*MATERIAL PROVIDED*:
PR #144, opened 2024-01-08
[do not merge] updating gui layout

alexpiet:
  
### Describe changes:
This is a small update to the layout of the GUI. I am only moving boxes around to remove white space and condense the size of the GUI. 

- https://github.com/AllenNeuralDynamics/aind-behavior-blog/discussions/102

The GUI will have a more compact layout

MicrosoftTeams-image4377fb35a2b7c24bb898d423395abf0c4e52cca4c96952b70bde167944d51163

- [ ] tested in 447

### DIFF
--- a/src/foraging_gui/ForagingGUI.ui
+++ b/src/foraging_gui/ForagingGUI.ui
@@ -12,8 +12,8 @@
    <rect>
     <x>0</x>
     <y>0</y>
-    <width>1875</width>
-    <height>1032</height>
+    <width>1382</width>
+    <height>1025</height>
    </rect>
   </property>
   <property name="sizePolicy">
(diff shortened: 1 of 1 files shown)


XX-Yin:
It is better to make the layout of the GUI dynamic (changeable). The smaller GUI is only preferable in the training rig where the screen is limited so far. I will prefer to use the current GUI in the ephys rig where we have enough space to show more information.

alexpiet:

*PROBLEM STATEMENT*:
Find the word "only" in the data and copy out each line where it turns up.

*WRITTEN ANSWER*:
This is a small update to the layout of the GUI. I am only moving boxes around to remove white space and condense the size of the GUI. 
It is better to make the layout of the GUI dynamic (changeable). The smaller GUI is only preferable in the training rig where the screen is limited so far. I will prefer to use the current GUI in the ephys rig where we have enough space to show more information.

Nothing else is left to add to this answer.